Initial resizing by downsampling technique decreased resolution from a maximum of 1920 × 1072 to 256 × 256 pixels, which is thought to be one of the causes of poor results on DSC and recall scores. This enlarging process may obscure the diagnosis of various minor lesions. Loss of fine features and subtle contrasts within the Region of Interest (ROI) are possible outcomes of the downsampling process. The loss of detail or merging of fine details during downsampling reduces the ability of AI systems and human beings to detect subtle aberrations in visuals. In our future studies, we will concentrate on developing a cropping strategy in which locally defined areas provide input to the model. To ensure accurate and particular insights are acquired, this method is focused on facilitating the acquisition of exact contextual elements.

8 Conclusions

This study has the significant advantage of minimizing missed detections, including tiny, oversaturated, flat polyps, which can improve clinical outcomes in colorectal cancer screening. This is a crucial step toward developing an automated polyp detection system for clinical use. The proposed approach combines the MultiResUNet model with a hybrid skip connection (Res + AG), utilizing the MultiRes block's robust feature extraction capabilities. A TTA technique is used to enhance boundary delineation and capture multi-scale image information, which includes original, horizontal, and vertical flip augmentations. In addition, this model is relatively lightweight, weighing only 6.71 MB and having only 0.47 million parameters.
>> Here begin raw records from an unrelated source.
PR #1785, opened 2020-07-02
Dependency and plugin version updates

rjeberhard:


rjeberhard:
Yes, this was the only reference to sldf.

PR #1791, opened 2020-07-09
Use fixed number of threads to run the tests in parallel and other fixes

vanajamukkara:
Number of threads used to run the tests in parallel for kind cluster is set 2 by default.
Fix for some of the tests which are failing when ran in parallel.

There are still some intermittent failures in parallel runs which needs to be fixed -
Voyager resource conflicts - Huiling is working on a fix
JRF DB port conflicts - Maggie is looking into this
MII Samples Traefik port conflict - https://jira.oraclecorp.com/jira/browse/OWLS-83143
if any other failures - individual test owners will have to look into them to make the test work in parallel runs

Parallel run with two threads - 
https://build.weblogick8s.org:8443/job/weblogic-kubernetes-operator-kind-new/661/
https://build.weblogick8s.org:8443/job/weblogic-kubernetes-operator-kind-new/657/

Sequential run on the branch, no regression - 
https://build.weblogick8s.org:8443/job/weblogic-kubernetes-operator-kind-new/656/


kindtest.sh
```diff
@@ -36,7 +36,7 @@ script="${BASH_SOURCE[0]}"
 scriptDir="$( cd "$( dirname "${script}" )" && pwd )"
 
 function usage {
-  echo "usage: ${script} [-v <version>] [-n <name>] [-o <directory>] [-t <tests>] [-c <name>] [-p true|false] [-h]"
+  echo "usage: ${script} [-v <version>] [-n <name>] [-o <directory>] [-t <tests>] [-c <name>] [-p true|false] [-th <number_of_threads>] [-h]"
```
anpanigr, line 39: Generally the command line arguments are single letter. we can make add -p <parallel thread count>

vanajamukkara: -p is already there, -t and -n are also there, do you have any suggestions?

anpanigr: I am also out of letters use some letter like -x

PR #1797, opened 2020-07-13
Using different ports instead of starting at default 30000

sankarpn:
Using a different starting node port range for t3channel nodeport. The tests tries to get a unused port and then creates a domain with that t3channel nodeport. But by the time the domain starts up the port is gone and domain startup fails.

In addition, testing each sample takes 200 ms—1200 ms. A comparison between MultiResUNet + AG + TTA and SOTA proves MultiResUNet + AG + TTA to be superior for managing unseen data during real-time applications. As a result, the model performs admirably across a variety of criteria, such as precision, recall, DSC, IoU, and accuracy. The proposed model could enhance the accuracy and performance of clinical colonoscopy procedures by leveraging the capabilities of automated deep learning-based polyp segmentation. Based on the promising results obtained from this study, it is likely that MultiResUNet + AG + TTA will be used in real-world clinical settings in the future.